Logen squinted up at the sky, slowly getting lighter. “Looks like good weather today. Good weather for armour, and swords, and men walking shoulder to shoulder. Good weather to try and finish us. Wouldn’t be surprised if he sends the Carls today.”
“Nor me.”
“His best,” said Logen, “from way back. Wouldn’t be surprised to see Whitesides, and Goring, and Pale-as-Snow, and fucking Littlebone and all the rest come strolling up to the gate after breakfast.”
Dow snorted. “His best? Right crowd o’ cunts, those.” And he turned his head and spat onto the mud.
“You’ll get no argument from me.”
“That so? Didn’t you fight alongside ’em, all those hard and bloody years?”

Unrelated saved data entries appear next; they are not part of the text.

PR #23968, opened 2022-09-23
fix: Let cy.type accept number as well

simenbrekken-visma:
The types for `cy.type` only allow `text` to be of type `string` but it is always cast to a string anyway: 

https://github.dev/cypress-io/cypress/blob/238ead3c53399c022f7c99236ccc709768395a61/packages/driver/src/cy/commands/actions/type.ts#L165

### User facing changelog
Update types for `cy.type` to allow for `number` as well as `string`

### PR Tasks


mjhenkes (approved):

astone123 (approved):

emilyrohrbough (changes requested):
@simenbrekken-visma We do however check on the input that throws if the [input is not a string or is a number](https://github.com/cypress-io/cypress/blob/develop/packages/driver/src/cy/commands/actions/type.ts#L127). See this test: https://github.com/cypress-io/cypress/blob/develop/packages/driver/cypress/e2e/commands/actions/type_errors.cy.js#L325-L334

astone123:
@emilyrohrbough yeah it looks like we do some validation when the input is of type `date` to make sure that a `YYYY-MM-DD` string is passed in, not a number or an invalid string.

I'm starting to think that we don't want to make this change.

astone123:
@simenbrekken-visma After seeing what @emilyrohrbough brought up, I'm going to close this pull request. If people want to pass numbers into `type`, they'll have to cast the number to a string beforehand. Thanks!

simenbrekken-visma:
Fair enough, as a solution for anyone that wants to make this easier (e.g for QAs writing tests), another solution is to overwrite `cy.type`.

PR #23973, opened 2022-09-26
chore: Migrate react Highlight component to Vue

sainthkh:
- Part 2 of #23187

### User facing changelog

N/A

### Additional details
- Why was this change necessary? => To remove `pkg/runner`.

* I rewrote Highlight react component in Vue.
* As `floating-vue` uses `floating-ui` 0.1.0, it doesn't support shadow DOM properly. So, I used `floating-ui` directly to implement the tooltip. -> With @lmiller1990's review, we don't need `floating-ui`. I removed it.
* I used Vue custom elements to use CSS values directly. But the problem is that it doesn't render CSS to the live code. Maybe we need to remove them. -> I removed component tests and moved the placement test to e2e.

### Steps to test

Run Selector Playground and see Highlights working correctly.

### PR Tasks


packages/app/src/runner/selector-playground/Highlight.ce.vue
```diff
@@ -0,0 +1,80 @@
...
+
+defineProps <{
+  selector: string
+  style: StyleValue
+}>()
+
+const highlightRef: Ref<HTMLElement | null> = ref(null)
+const tooltipRef: Ref<HTMLElement | null> = ref(null)
+
+onMounted(() => {
```
lmiller1990: Both the React and Vue version of this  manipulate the DOM so heavily... we need `ref` and `nextTick` a lot, seems like a code smell.

Do you think we should just do this without a UI lib and just use regular JS/TS?

lmiller1990: WDYT @sainthkh

sainthkh: I tried it and did it. It became much simpler!

sainthkh: I'm sorry. I wasn't sure if it was possible. So, I tested it first and learned that it is doable. As our tooltip is simple, we don't need a heavy tool like `floating-ui`. 

I'm not sure we also don't need it for `studio` UIs. But it's not necessary for `Highlight`.

lmiller1990: Neat - I had a feeling the UI lib (react, vue) were both making this more complex than necessary.

packages/app/src/runner/selector-playground/Highlight.ce.vue
```diff
@@ -0,0 +1,81 @@
+<template>
```
lmiller1990, line 1: What is the naming convention here? Why is this `.ce.vue`?

packages/app/src/runner/selector-playground/Highlight.ce.vue
```diff
@@ -0,0 +1,81 @@
...
+      transform: 'rotate(0deg)',
+    }
+    : {
+      left: `8px`,
+      top: `24px`,
+      transform: 'rotate(180deg)',
+    }
+</script>
+
+<style>
```
lmiller1990, line 57: I don't think this is actually needed here - it looks like you grab it via `Highlight.styles` elsewhere. I tried deleting this entire block and just doing `css: `.......` [here](https://github.com/cypress-io/cypress/pull/23973/files#diff-533ffcf1ce12c3f364ebb004a571fce7c2e34670aa16e6b7ac36a1a5b2cd45b9R764) and it still works - thoughts? How about move this out of there into that file (just injecting a string).

lmiller1990 (commented):
Quick few comments.

I'd almost consider just writing plain JS for this... it feels a little weird to remount a new Vue app every time we move the mouse just to do some highlighting, probably not the most performant thing to do, especially considering how simple the code is. but this is probably fine too, since it's only for open mode.

lmiller1990:
Couple of questions

packages/app/src/runner/selector-playground/Highlight.ce.vue
sainthkh: ce stands for custom elements. 

Without this we cannot get the css string with `import` syntax because they're injected to <style> tag. 


It's for shadow dom and  web components.

https://vuejs.org/guide/extras/web-components.html#sfc-as-custom-element

packages/app/src/runner/selector-playground/Highlight.ce.vue
sainthkh: I placed it here because we usually write related code in one SFC file. 

They're the styles for the highlight and its related elements, I think ce.vue files are better place for them.

packages/app/src/runner/selector-playground/Highlight.ce.vue
lmiller1990: Interesting, did not know about this.

lmiller1990 (approved):
This looks good to me. I gave it a test and it's working as expected.

I did not know about the `.ce.vue` feature. Neat.

astone123 (approved):

PR #23981, opened 2022-09-26
chore: Use the same dashboard project ID for all Cypress monorepo packages

### LINKED ISSUE #23964: Use 'cypress' project for all monorepo packages on production dashboard
We have two separate projects for the Cypress monorepo in the Cypress Dashboard:

- `cypress-launchpad` - the `app`, `frontend-shared`, and `launchpad` packages report to this project
- `cypress` - all of the other packages report to this project

We should use one project for all of the packages in the Cypress monorepo to keep things consistent and avoid confusion. 

**Suggested Implementation**:
Modify the Cypress configurations of the `app`, `frontend-shared`, and `launchpad` packages to use `ypt4pf` for the `projectId` field. This is the project ID for the `cypress` project in the production dashboard environment.

Note that we will lose some historical data for the tests that run in these packages since they will stop recording in `cypress-launchpad` and start in `cypress`. This should only be a problem for a month or two once we've built up flakiness data and other run history.

astone123:
- Closes https://github.com/cypress-io/cypress/issues/23964

### User facing changelog

n/a

### Additional details

We have two separate projects for the Cypress monorepo in the Cypress Dashboard:

`cypress-launchpad` - the `app`, `frontend-shared`, and `launchpad` packages record to this project
`cypress` - all of the other packages record to this project

This PR makes it so that all of the packages in the monorepo record runs to the same project in the dashboard, namely the `cypress` project. This means that the `cypress-launchpad` project will not be updated with anymore recorded runs and will serve only as a historical project.

It will take a little while for us to build up run history in the `cypress` project for the packages that have been moved over, so for the first few days, viewing the specs list for these packages might show an empty state for "latest runs" or flakiness.

### Steps to test

1. Check out this branch
2. Open CT or e2e for the following packages: `app`, `frontend-shared`, `launchpad`
3. Verify that there is at least one "latest run" for each test in each of the packages (this tells us that CI is successfully recording runs to the new project and app is ingesting them correctly)

n/a

### PR Tasks

### DIFF
--- a/packages/app/cypress.config.ts
+++ b/packages/app/cypress.config.ts
@@ -2,11 +2,8 @@ import { defineConfig } from 'cypress'
 import getenv from 'getenv'
 import { initGitRepoForTestProject, resetGitRepoForTestProject } from './cypress/tasks/git'
 
-const CYPRESS_INTERNAL_CLOUD_ENV = getenv('CYPRESS_INTERNAL_CLOUD_ENV', process.env.CYPRESS_INTERNAL_ENV || 'development')
-const CYPRESS_INTERNAL_DEV_PROJECT_ID = getenv('CYPRESS_INTERNAL_DEV_PROJECT_ID', process.env.CYPRESS_INTERNAL_DEV_PROJECT_ID || 'sehy69')
-
 export default defineConfig({
-  projectId: CYPRESS_INTERNAL_CLOUD_ENV === 'staging' ? 'ypt4pf' : CYPRESS_INTERNAL_DEV_PROJECT_ID,
+  projectId: getenv('CYPRESS_INTERNAL_DEV_PROJECT_ID', process.env.CYPRESS_INTERNAL_DEV_PROJECT_ID || 'ypt4pf'),
   retries: {
     runMode: 2,
     openMode: 0,
--- a/packages/app/cypress.config.ts
+++ b/packages/app/cypress.config.ts
@@ -1,9 +1,8 @@
 import { defineConfig } from 'cypress'
-import getenv from 'getenv'
 import { initGitRepoForTestProject, resetGitRepoForTestProject } from './cypress/tasks/git'
 
 export default defineConfig({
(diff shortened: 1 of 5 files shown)


astone123:
If anyone has admin access to the project, we can delete the `TEST_LAUNCHPAD_RECORD_KEY` variable once this goes in

chrisbreiding (approved):

packages/app/cypress.config.ts
```diff
@@ -2,11 +2,8 @@ import { defineConfig } from 'cypress'
 import getenv from 'getenv'
 import { initGitRepoForTestProject, resetGitRepoForTestProject } from './cypress/tasks/git'
 
-const CYPRESS_INTERNAL_CLOUD_ENV = getenv('CYPRESS_INTERNAL_CLOUD_ENV', process.env.CYPRESS_INTERNAL_ENV || 'development')
-const CYPRESS_INTERNAL_DEV_PROJECT_ID = getenv('CYPRESS_INTERNAL_DEV_PROJECT_ID', process.env.CYPRESS_INTERNAL_DEV_PROJECT_ID || 'sehy69')
-
 export default defineConfig({
-  projectId: CYPRESS_INTERNAL_CLOUD_ENV === 'staging' ? 'ypt4pf' : CYPRESS_INTERNAL_DEV_PROJECT_ID,
+  projectId: getenv('CYPRESS_INTERNAL_DEV_PROJECT_ID', process.env.CYPRESS_INTERNAL_DEV_PROJECT_ID || 'ypt4pf'),
```
ZachJW34: Do we still need the `getenv`? Why do most of our packages just have `projectId: 'ypt4pf'` but our frontend packages use all of the env variables.

flotwig (approved):

packages/app/cypress.config.ts
astone123: Not sure why... I left these in because I figure we should be able to override the project IDs with an environment variable if we need to, but yeah it looks like only these packages use this pattern

I think the original reason was because these packages used a different project ID depending on whether we were in staging or production. Now it will always be the same, so I think I'll remove these

astone123: @ZachJW34 I removed `getenv` and just hard-coded the values for projectId like we do in the other packages

ZachJW34 (approved):

Issue #25166, opened 2022-12-14
Make `experimentalSingleTabRunMode` not experimental anymore


lmiller1990:
### What would you like?

Works great - we won't make it the default yet, but we will remove the experimental prefix. Two potential issues:

- https://github.com/cypress-io/cypress/issues/24146 claims some issues - are they still issues? Try to reproduce.
- https://github.com/cypress-io/cypress/issues/23815 - since WK is experimental, it's not expected work perfectly, but it would be nice to fix this. We definitely need to do something about it before moving singleTabRunMode to be the default.

### Why is this needed?

`singleTabRunMode` is faster and making it the default is a vastly better experience

### Acceptance Criteria

- Make a proposal to get this feature to GA. What are the gaps?
- Some ideas relating to the WK issue, can we either:
  - 1. If both experiments active AND the browser is webkit - just default to non-single-tab-run-mode (and print a terminal warning?)
  - 2. If both experiments active AND the browser is webkit - error and explain why?
- Estimate how much time you think this will take to get to GA based on your proposal, either:
-  hours? 
- days? 
- weeks?

Deliverable is to add a comment/update this issue with the outstanding work. We can make a ClickUp from that info, once we have a good idea of what's left.

Issue #23815, opened 2022-09-13
`experimentalWebKitSupport`: in single-tab mode, only the first spec's video is recorded


flotwig:
With `experimentalSingleTabRunMode` and WebKit, only the first spec is recorded with video recording enabled.

This is due to how the Playwright driver records video - it requires recording to disk, and there is one file per page/context. This is in contrast with single-tab mode, where many specs run in the same page.

Some fix is needed, either by finding a better solution on the PW side, accessing the underlying WebKit RDP and using `startScreencast/screencastFrame`, or chopping up the video at the end using timing data and ffmpeg, which is probably too slow.

flotwig:
This also seems to sometimes cause an issue where WebKit won't exit in `experimentalSingleTabRunMode`. Per @astone123:

> I'm enabling experimentalSingleTabRunMode for all of our packages and system tests that use CT, and I'm running into issues with running the run_ct_spec.js system test spec on Webkit. Looks like they're running correctly but then never actually exiting.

“I did. But I can’t say I ever much liked ’em.”
“Well, if it’s any consolation, I doubt they think too much o’ you these days.” Dow gave him a long look. “When did Bethod stop suiting you, eh, Ninefingers?”
Logen stared back at him. “Hard to say. Bit by bit, I reckon. Maybe he got to be more of a bastard as time went on. Or maybe I got to be less of one.”
“Or maybe there ain’t room on one side for two bastards as big as the pair o’ you.”
“Oh, I don’t know.” Logen got up. “You and me work real sweet together.” He stalked away from Dow, thinking about what easy work Malacus Quai, and Ferro Maljinn, and even Jezal dan Luthar had been.
Seven days, and they were all at each other’s throats. All angry, all tired. Seven days. The one consolation was that there couldn’t be many more.
“They’re coming.”
Dogman’s eyes flicked sideways. Like most of the few things Grim said, it hardly needed saying. They could all see it as clearly as the sun rising. Bethod’s Carls were on the move.